►

Issue #128, opened 2024-03-19
Fix sporadically failing tests in GHA on MacOS


jorisdral:
First noticed in #120 : https://github.com/input-output-hk/lsm-tree/actions/runs/8263348980/job/22604567176
Recent example in #103: https://github.com/input-output-hk/lsm-tree/actions/runs/8344452814/job/22836988078?pr=103

The logs don't show why the tests fail. It's probably hard to debug, since one would need access to a MacOS system, and even then the error seems not occur reliably.

PR #132, opened 2024-03-25
Dont mavx2 on OSX

phadej:
I'm curious whether CI will pass if we dont avx2


jorisdral:
This would resolve #128

jorisdral (approved):

PR #136, opened 2024-03-26
Move kmerge benchmarks into non-test-suite component

phadej:
benchmarks take non-deterministic time to run.

`tasty-bench` test methodology is crappy, as on noisy machine it easily uses time up to the timeout. Maybe we should only use `criterion` (which is crappy too, but at least it has strict time limits)


dcoutts (approved):
LGTM

PR #142, opened 2024-03-27
Set tasty timeout to 5 minutes, set GHA timeout to 60 minutes

jorisdral:


dcoutts (approved):

.github/workflows/haskell.yml
```diff
@@ -103,8 +105,19 @@ jobs:
...
 
+    - name: Set test timeout (Unix)
+      if: ${{ startsWith(matrix.os, 'ubuntu') || startsWith(matrix.os, 'macOS') }}
+      run: |
+        export TASTY_TIMEOUT="5m"
+
+    - name: Set test timeout (Windows)
+      if: ${{ startsWith(matrix.os, 'windows') }}
+      run: |
+        $env:TASTY_TIMEOUT="5m"
```
phadej, line 116: these are not preserved.

phadej: https://docs.github.com/en/actions/using-workflows/workflow-commands-for-github-actions#setting-an-environment-variable

PR #149, opened 2024-04-04
Hardcode expected allocations per key in bloom macro bench

phadej:
Also move debug part of cabal.project into separate import, so it's easier to disable.

Add a CPP, so we know if debug stuff is on.

### DIFF
--- a/cabal.project.debug
+++ b/cabal.project.debug
@@ -1,0 +1,19 @@
+package lsm-tree
+  -- apply this to all components
+  -- relevant mostly only for development & testing
+  ghc-options: -fno-ignore-asserts
+
+  -- there are no cpp-options in cabal.project files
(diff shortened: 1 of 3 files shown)


cabal.project.debug
```diff
@@ -0,0 +1,19 @@
+package lsm-tree
+  -- apply this to all components
+  -- relevant mostly only for development & testing
+  ghc-options: -fno-ignore-asserts
+
+  -- there are no cpp-options in cabal.project files
+  ghc-options: -optP -DNO_IGNORE_ASSERTS
```
jorisdral, line 7: :+1:

jorisdral (approved):

dcoutts (approved):
LGTM

PR #150, opened 2024-04-04
Remove redundant HasCallStack constraint

jorisdral:
The constraint is redundant when assertions are optimised away.


phadej:
I wonder why `hlint` job doesn't fail, even it finds stuff.

dcoutts (approved):

PR #154, opened 2024-04-05
`submitIO` using vectors

jorisdral:
Update `blockio-uring` to the latest version, and adapt the `fs-api-blockio` code to use vectors instead of lists

### DIFF
--- a/fs-api-blockio/src-linux/System/FS/BlockIO/Async.hs
+++ b/fs-api-blockio/src-linux/System/FS/BlockIO/Async.hs
@@ -1,4 +1,6 @@
-{-# LANGUAGE NamedFieldPuns #-}
+{-# LANGUAGE BangPatterns        #-}
+{-# LANGUAGE NamedFieldPuns      #-}
+{-# LANGUAGE ScopedTypeVariables #-}
 
 module System.FS.BlockIO.Async (
     asyncHasBlockIO
@@ -6,7 +8,10 @@ module System.FS.BlockIO.Async (
 
 import           Control.Exception
 import qualified Control.Exception as E
-import           Control.Monad
+import           Control.Monad.Primitive
+import qualified Data.Vector as V
+import qualified Data.Vector.Unboxed as VU
+import qualified Data.Vector.Unboxed.Mutable as VUM
 import           Foreign.C.Error
 import           GHC.IO.Exception
 import           GHC.Stack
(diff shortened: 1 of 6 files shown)


fs-api-blockio/src-linux/System/FS/BlockIO/Async.hs
```diff
@@ -97,3 +101,29 @@ ioopConv (IOOpWrite h off buf bufOff c) = handleFd h >>= \fd ->
...
+-- | Heterogeneous blend of `V.zipWithM` and `VU.zipWithM`
+--
+-- The @vector@ package does not provide functions that take distinct vector
+-- containers as arguments, so we write it by hand to prevent having to convert
+-- one vector type to the other.
+hzipWithM ::
+     (IOOp IO HandleIO -> I.IOResult -> IO IOResult)
+  -> V.Vector (IOOp IO HandleIO)
+  -> VU.Vector I.IOResult
+  -> IO (VU.Vector IOResult)
```
mheinzel, line 114: The implementation is also not a based on bundles, which is probably sensible here.

I like that you split it out as a separate function that has a familiar interface. I think it would be even nicer if it was a little more polymorphic, i.e. took a function `a -> b -> m c`.

fs-api-blockio/src/System/FS/BlockIO/API.hs
```diff
@@ -60,5 +75,30 @@ ioopHandle :: IOOp m h -> Handle h
...
+ioopBuffer (IOOpRead _ _ buf _ _)  = buf
+ioopBuffer (IOOpWrite _ _ buf _ _) = buf
+
+ioopBufferOffset :: IOOp m h -> BufferOffset
+ioopBufferOffset (IOOpRead _ _ _ bufOff _)  = bufOff
+ioopBufferOffset (IOOpWrite _ _ _ bufOff _) = bufOff
+
+ioopByteCount :: IOOp m h -> ByteCount
+ioopByteCount (IOOpRead _ _ _ _ c)  = c
+ioopByteCount (IOOpWrite _ _ _ _ c) = c
```
mheinzel, line 93: Not directly related to this PR, but would it make sense to turn `IOOp` into a flat record with a field `IOOpType = IOOPRead | IOOPWrite`?
Then we could just have field accessors. It also enables the `Constructed Product Result` optimisation, but that's probably not too relevant here, since the `IOOps` need to allocated for the vector either way.

fs-api-blockio/src/System/FS/BlockIO/Serial.hs
```diff
@@ -37,15 +42,24 @@ close :: MonadMVar m => IOCtx m -> m ()
...
+    res <- VUM.unsafeNew n
+    loop res 0
+  where
+    !n = V.length ioops
+    loop !res !i
+      | i == n = VU.unsafeFreeze res
+      | otherwise = do
+          iores <- ioop hfs hbfs (ioops `V.unsafeIndex` i)
+          VUM.unsafeWrite res i iores
+          loop res (i+1)
```
mheinzel, line 62: That could be a local `vmapM`. IMO it helps understand the code.

mheinzel (approved):
Looks good to me. Small notes on vector operations again, but no strong opinions. Do what you think is sensible.

fs-api-blockio/src/System/FS/BlockIO/API.hs
mheinzel: Makes sense to keep it as separate constructors!

PR #155, opened 2024-04-06
Improve WriteBuffer generator improvements

### LINKED ISSUE #137: Why WriteBuffer generator has invariant?
Why the invariant is not in the library? Why it's restricting the keys? Why we are restricting keys only *there*.

This is probably related to compact index requiring 6+ byte keys, but that restriction seems to leak into wrong places.

mheinzel:
Fixes #137.

Also, empty bloom filters aren't useful, but make sense to have in tests.


bloomfilter/src/Data/BloomFilter/Easy.hs
```diff
@@ -88,7 +88,7 @@ safeSuggestSizing
     -> Double           -- ^ desired false positive rate (0 < /e/ < 1)
     -> Either String (Word64, Int)
 safeSuggestSizing (fromIntegral -> capacity) errRate
-    | capacity <= 0                = Left "invalid capacity"
+    | capacity < 0                 = Left "invalid capacity"
```
phadej, line 91: Note, the size will be always at least one though: https://github.com/IntersectMBO/lsm-tree/blob/fbd59d98477cbb684c581911096a60d38cca39e3/bloomfilter/src/Data/BloomFilter/Mutable.hs#L67

This is worth a comment why the negative capacity is allowed

mheinzel: > Note, the size will be always at least one

In fact, with this function, it's at least 63. For very small `n`, creating a bloom filter is not super useful. I could add a comment like this:

-- Note that creating bloom filter with extremely small capacity is
-- often not very useful. This function will always suggest at least
-- 63 bits, even if the capacity is 0.

> negative capacity

Do you mean zero?

phadej: > Do you mean zero?

Yes.

---

But I also wondere why not simply

```
| capacity <= 0 = Right (63, 1)
```

why allow zero, but not negative `Int`s?

phadej: Except that `fromIntegral` converts argument to `Word64`, so there is nasty overflow happening, maybe

mheinzel: Which `fromIntegral` do you mean? The ones here all convert to `Double` I think.

I'm leaning towards not allowing negative capacities. A bloom filter with 0 elements is not useful, but possible. A bloom filter with -1 elements is just not a thing.

phadej: `take negative elements` is also not a thing, yet

```haskell
Prelude> take (-3) "foobar"
""
```

works.

phadej (commented):
FWIW. Why we use `Easy` module anywhere?

mheinzel:
Good question.

The Monkey calculations say:

```
-- These functions are experimental, and will not yet guarantee correct false
-- positive rates. For now, use 'Easy.suggestSizing' and 'Easy.safeSuggestSizing' instead.
--
-- TODO: un-experimental these functions.
```

Switching over seems to be scheduled for WP9. :shrug:

bloomfilter/src/Data/BloomFilter/Easy.hs
mheinzel: Makes sense, no strong preference either way. I'll change it.

jorisdral (approved):

PR #157, opened 2024-04-09
Module reorganisation

### LINKED ISSUE #106: Review module organisation

jorisdral:
WIP

Resolves #106 

My current suggestion is to organise the `lsm-tree` package roughly as follows:
```
|-- src
|   |-- lib (library lsm-tree)
|   |-- core (library lsm-tree-core)
|   |-- utils (library lsm-tree-utils)
|   |-- prototypes (library prototypes)
|-- test (test-suite lsm-tree-test)
|-- bench
    |-- micro (benchmark lsm-tree-micro-bench)
    |-- macro (benchmark lsm-tree-macro-bench)
```
* `src`
  * `lsm-tree`: public API
  * `lsm-tree-core`: internal modules containing the core functionality
  * `lsm-tree-utils`: internal utility modules and orphan instances, such as `Arbitrary` and `NFData`
  * `prototypes`: internal modules for prototyping 
* `test`: all tests for both public and private (sub-)libraries
* `bench`: micro- and macro-benchmarks for both public and private (sub-)libraries

Other changes:
* Get rid of the `Internal` module namespace
* Move internal modules (the ones that were previously in the `Internal` namespace) from `lsm-tree` to `lsm-tree-core`
* Flatten module namespaces where possible, such as moving `*.Serialise.RawBytes` to `*.RawBytes`

We also have a number of other libraries, test-suites and benchmarks that are less `lsm-tree` specific, like:
* `xxhash*`
* `bloomfilter*`
* `kmerge*`
* `map-range-test`
* `lsm-prototypes-tests`
* `fs-api-blockio*`

We should decide on a case by case basis if we want to factor them out as separate packages or include them in the reorganised module hierarchy


jorisdral:
This PR is parked for now. We'll only flatten the module hierarchy, and decide on some of the other aspects of re-organisation later

PR #158, opened 2024-04-09
Move `BloomFilter` module out of `Run` namespace and rename it to `Monkey`

jorisdral:


phadej (changes requested):
I don't like this.

This module now mixes serialization code and some size calculations.

These are unrelated, and should stay in separate modules.

(

jorisdral:
> I don't like this.
> 
> This module now mixes serialization code and some size calculations.
> 
> These are unrelated, and should stay in separate modules.
> 
> (

I suppose I could add a `Monkey` module. Is that what you had in mind?

phadej:
> I suppose I could add a `Monkey` module. Is that what you had in mind?

Monkey sounds great!

dcoutts (approved):
LGTM!

PR #164, opened 2024-04-10
Rename `MCompactIndex `to `CompactIndexAcc`

jorisdral:


dcoutts (approved):
I'm happy to approve as-is, but I'd also be happy to flatten it further and keep the sort-order, i.e. call the module and the type: `IndexCompact` / `IndexCompactAcc`.

jorisdral:
> I'm happy to approve as-is, but I'd also be happy to flatten it further and keep the sort-order, i.e. call the module and the type: `IndexCompact` / `IndexCompactAcc`.

I've done the renaming -- I was planning on doing it, but hadn't gotten around to it yet

mheinzel (approved):
Looks good!

PR #165, opened 2024-04-10
Fix the index-state for formatting jobs in GHA

jorisdral:
Without a fixed index-state and with only one unique cache name before, GHA is likely to rebuild dependencies from scratch each time we run the formatting jobs. Fixing the index-state and using the value in the primary key of the GHA caches, we won't rebuild dependencies superfluously any longer, and we have control over when we want to build newer versions of our formatting tools, or update their dependencies.

### DIFF
--- a/.github/workflows/haskell.yml
+++ b/.github/workflows/haskell.yml
@@ -132,6 +132,16 @@ jobs:
         cabal: ["3.10.2.1"]
         os: [ubuntu-latest]
 
+    # Fix the index-state so we can get proper caching effects. Change this to a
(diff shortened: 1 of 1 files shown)


dcoutts (approved):
Ok, but now we've got the index state specified in two places, the GHA config and the cabal.project file. Do we now have to remember to update both?

Would it be possible set the GHA one from the cabal.project file one?

phadej:
>  Do we now have to remember to update both?

No.

We need to update formatting `index-state` only when we bump the versions of formatting tools (which is quite rare)

PR #166, opened 2024-04-11
Move `Run.Construction` and `Run.Mutable`, rename `MRun` to `RunBuilder`

jorisdral:


src/Database/LSMTree/Internal/RunBuilder.hs
```diff
@@ -3,19 +3,19 @@
 {-# LANGUAGE RankNTypes        #-}
 {-# LANGUAGE RecordWildCards   #-}
 
--- | Mutable runs ('MRun') that are under construction.
+-- | Mutable runs ('RunBuilder') that are under construction.
```
mheinzel, line 6:
```suggestion
-- | A mutable run ('RunBuilder') that is under construction.
```

Since you're touching it already, I'd argue that's clearer.

src/Database/LSMTree/Internal/RunBuilder.hs
```diff
@@ -60,49 +60,49 @@ type RefCount = IORef Int
...
-    , lsmMRunAcc        :: !(RunAcc ST.RealWorld)
+    , lsmRunBuilderAcc        :: !(RunAcc ST.RealWorld)
 
       -- | The byte offset within the blob file for the next blob to be written.
-    , lsmMRunBlobOffset :: !(IORef Word64)
+    , lsmRunBuilderBlobOffset :: !(IORef Word64)
 
       -- | The (write mode) file handles.
-    , lsmMRunHandles    :: {-# UNPACK #-} !(ForRunFiles (ChecksumHandle fhandle))
+    , lsmRunBuilderHandles    :: {-# UNPACK #-} !(ForRunFiles (ChecksumHandle fhandle))
```
mheinzel, line 82: I think I'd like to remove the `lsm` field prefixes. They're only here and on `Run` itself and to me they just add noise without much benefit.
Do you think it makes sense to remove them? If so, you could do it for `RunBuilder` here (since you touch them already) and I could make a PR for `Run` a little later?

test/Test/Database/LSMTree/Internal/RunAcc.hs
```diff
@@ -21,15 +21,15 @@ import           Database.LSMTree.Internal.RawOverflowPage (RawOverflowPage)
 import qualified Database.LSMTree.Internal.RawOverflowPage as RawOverflowPage
 import           Database.LSMTree.Internal.RawPage (RawPage)
 import qualified Database.LSMTree.Internal.RawPage as RawPage
-import           Database.LSMTree.Internal.Run.Construction as Real
+import           Database.LSMTree.Internal.RunAcc as Real
```
mheinzel, line 24:
```suggestion
import           Database.LSMTree.Internal.RunAcc
```

The `Real` synonym is not used, not a qualified import.

mheinzel (approved):
Looks good, just had some further suggestions since you are touching the code anyway.

src/Database/LSMTree/Internal/RunBuilder.hs
jorisdral: Sounds good

PR #282, opened 2017-09-03
Ensure Terragrunt doesn't pollute stdout

brikis98:
Fix a bug where the stdout from “extra” commands executed by Terragrunt (e.g., calling `init`) would pollute the stdout with extra text you wouldn’t want. For example, if you called `terragrunt output X`, you would get the value for X, but also a bunch of extra output from Terragrunt automatically calling `init`.

We’ve had this issue before, so I’ve added a test case to try to prevent this regression from happening again.


brikis98:

PR #283, opened 2017-09-04
fixing typo

jmahowald:
In the docs on using optional_var_files there's a missing comma that would cause a message like

`[terragrunt] 2017/09/04 12:41:24 At 16:9: error parsing list, expected comma or list end, got: STRING`


brikis98:
Ah, good catch, thanks!

Issue #212, opened 2017-05-04
Terragrunt should detect if backend configuration is missing from Terraform code


brikis98:
As of Terraform 0.9, you have to declare a `backend` in your Terraform code, or remote state won't work:

```hcl
terraform {
  # The configuration for this backend will be filled in by Terragrunt
  backend "s3" {}
}
```

This is very easy to miss. See #211, #207, and #183. 

If the user specifies a `remote_state` configuration in their Terragrunt configuration, Terragrunt should scan the user's `.tf` files and report an error if a `backend` block is not found. This could be done using an approach similar to how we look for modules: https://github.com/gruntwork-io/terragrunt/blob/master/cli/cli_app.go#L254

hSATAC:
Thanks @brikis98 man you just saved my day. 💯

mazubieta:
Please include this, soon.  I just unwittingly deleted my local state files thinking that I had properly setup remote state.

Thankfully, I was able to recover via backups.

brikis98:
This should be fixed by #302. New binaries will be in https://github.com/gruntwork-io/terragrunt/releases/tag/v0.13.5 shortly.

PR #302, opened 2017-09-29
Check that a backend is defined if remote_state settings are defined

brikis98:
This is a fix for #212.

### DIFF
--- a/cli/cli_app.go
+++ b/cli/cli_app.go
@@ -509,8 +509,6 @@ func outputAll(terragruntOptions *options.TerragruntOptions) error {
 
 // Custom error types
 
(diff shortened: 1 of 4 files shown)


tamsky:
https://github.com/gruntwork-io/terragrunt/pull/302/files#diff-56be1e853ecf6e7ad64321692db32678R276

The grep test in this PR only examines files matching `**/*.tf` while ignoring `*.tf.json` files.
Both are equally valid places to declare the empty block it wants.

https://www.terraform.io/docs/configuration/

Across the years I've always declared the (now-required) empty stanza in a `common.tf.json` file.
```
    "terraform": {
        "backend": {
            "s3": {
            }
        }
    },
```
In order to upgrade terragrunt past this change, 
users will need to move their existing code in (`.tf.json`) files to (`.tf`) files.

I'm going to try fixing this now.

PR #308, opened 2017-10-05
Fix how Terragrunt checks for remote state initialization

### LINKED ISSUE #229: Terragrunt only creates Dynamo table if S3 bucket doesn't exist.
We had a dynamo locking table for a previous version of terragrunt, but after updating it didn't work anymore.  No sweat, I just deleted the dynamo table and terragrunt should re-create it, right?

Unfortunately, it looks like terragrunt only checks if the dynamo table exists after it creates the S3 bucket for remote state - it should always check for the dynamo table just like it always checks for the S3 bucket.

brikis98:
Originally, Terragrunt would only initialize remote state if remote
state wasn’t initialized at all or if the config has changed. Now it
will also query each “initializer” to see if it needs initialization.
The only initializer we have right now is the one for S3, and it will
now return true if either the configured S3 bucket or DynamoDB table
don’t exist. I believe this will fix #229.


brikis98:

PR #320, opened 2017-10-16
Allow specifying a parameter for find_in_parent_folders

brikis98:
This PR extends the `find_in_parent_folders()` function so that it can accept an optional parameter:

```hcl
foo = "${find_in_parent_folders("foo.txt")}"
```

If you don’t specify a parameter, it defaults to looking for `terraform.tfvars`, just like it always has.


brikis98:

PR #322, opened 2017-10-17
Add support for role_arn

### LINKED ISSUE #290: Use role_arn in S3 backend
Hi,

I'm using cross-account roles with clients.
I can assume a role with terraform s3 backend config but terragrunt seems to ignore the [role_arn ](https://www.terraform.io/docs/backends/types/s3.html#role_arn) parameter.

brikis98:
Fixes #290. If you specify the `role_arn` parameter in your S3 backend config, Terragrunt will now automatically assume that IAM role before configuring remote state, creating the S3 bucket, creating the DynamoDB table, etc. This is very useful for multi-account setups where you may need to assume an IAM role in another account.

### DIFF
--- a/aws_helper/config.go
+++ b/aws_helper/config.go
@@ -2,25 +2,31 @@ package aws_helper
 
 import (
 	"github.com/aws/aws-sdk-go/aws"
+	"github.com/aws/aws-sdk-go/aws/credentials/stscreds"
 	"github.com/aws/aws-sdk-go/aws/session"
 	"github.com/gruntwork-io/terragrunt/errors"
 )
 
-// Returns an AWS session object for the given region, ensuring that the credentials are available
-func CreateAwsSession(awsRegion, awsProfile string) (*session.Session, error) {
-	session, err := session.NewSessionWithOptions(session.Options{
+// Returns an AWS session object for the given region (required), profile name (optional), and IAM role to assume
+// (optional), ensuring that the credentials are available
+func CreateAwsSession(awsRegion, awsProfile string, iamRoleArn string) (*session.Session, error) {
+	sess, err := session.NewSessionWithOptions(session.Options{
 		Config:            aws.Config{Region: aws.String(awsRegion)},
 		Profile:           awsProfile,
 		SharedConfigState: session.SharedConfigEnable,
 	})
 	if err != nil {
-		return nil, errors.WithStackTraceAndPrefix(err, "Error intializing session")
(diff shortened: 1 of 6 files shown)


FernandoMiguel:
I'm quite interested in this addition.
In our setup, we run terraform from a jenkins host. that EC2 instance has an EC2 role attached that grants it access to a bucket in that account for *all* state files

different parts of terraform will then build/manage resources in different accounts.

What does this mean for terragrunt ?
Will the buckets be created in each account that it assumes the role? 
or will it be in the jenkins account? do I need a policy to allow the other accounts to write back to jenkins account?

thanks

brikis98:
If you specify a `role_arn` parameter in your backend configuration, (a) Terragrunt will assume that IAM role when checking to see if it needs to create an S3 bucket or DynamoDB table and (b) Terraform will assume that IAM role when using the S3 bucket and DynamoDB table. If that IAM role lives in another AWS account, that means the S3 bucket and DynamoDB table must be in that account too and that IAM role must have access to them.

FernandoMiguel:
yeah, thank you for confirming.

I'll have to create policies to handle this, and wont get to benefit from terragrunt to create the buckets on init :( 

maybe a feature for the future

brikis98:
> and wont get to benefit from terragrunt to create the buckets on init :(

Wait, why is that? Can you describe your use case a bit more?

FernandoMiguel:
Well, terragrunt has the ability to create the state files on s3 when the user is creating a new environment.
Since I'm creating many accounts with several envs in each in DRY format, it becomes simpler than having a terraform creating the few buckets we need and than using them for each module

brikis98:
Sorry, I'm still not following. Is your goal to use a single S3 bucket for all AWS accounts? Or a separate bucket for each AWS account?

If you just want a single bucket in a single account, then either don't specify `role_arn` at all or specify the IAM role for that one account, and Terragrunt will create the bucket in it (if it doesn't already exist). If you want a bucket in each account, then specify a different `role_arn` for each of those accounts, and Terragrunt will assume an IAM role in that account and create the bucket in it (if it doesn't already exist). You can even read `role_arn` from environment variables if you want to make it easy to modify:

```hcl
terragrunt = {
  remote_state {
    backend = "s3" 
    config {
      bucket = "..."
      role_arn = "${get_env("ROLE_ARN", "some-fallback-value")}"
    } 
  }
}
```

patkar:
@brikis98 Thank you so much for the addition, this was the final piece missing to use terragrunt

◄

(EXERCISE PROMPT) Could you repeat exactly the lines above from the line with "Looks good to" up to and including the line with "This is probably", and only those?

(TASK ANSWER)
Looks good to me. Small notes on vector operations again, but no strong opinions. Do what you think is sensible.

fs-api-blockio/src/System/FS/BlockIO/API.hs
mheinzel: Makes sense to keep it as separate constructors!

PR #155, opened 2024-04-06
Improve WriteBuffer generator improvements

### LINKED ISSUE #137: Why WriteBuffer generator has invariant?
Why the invariant is not in the library? Why it's restricting the keys? Why we are restricting keys only *there*.

This is probably related to compact index requiring 6+ byte keys, but that restriction seems to leak into wrong places.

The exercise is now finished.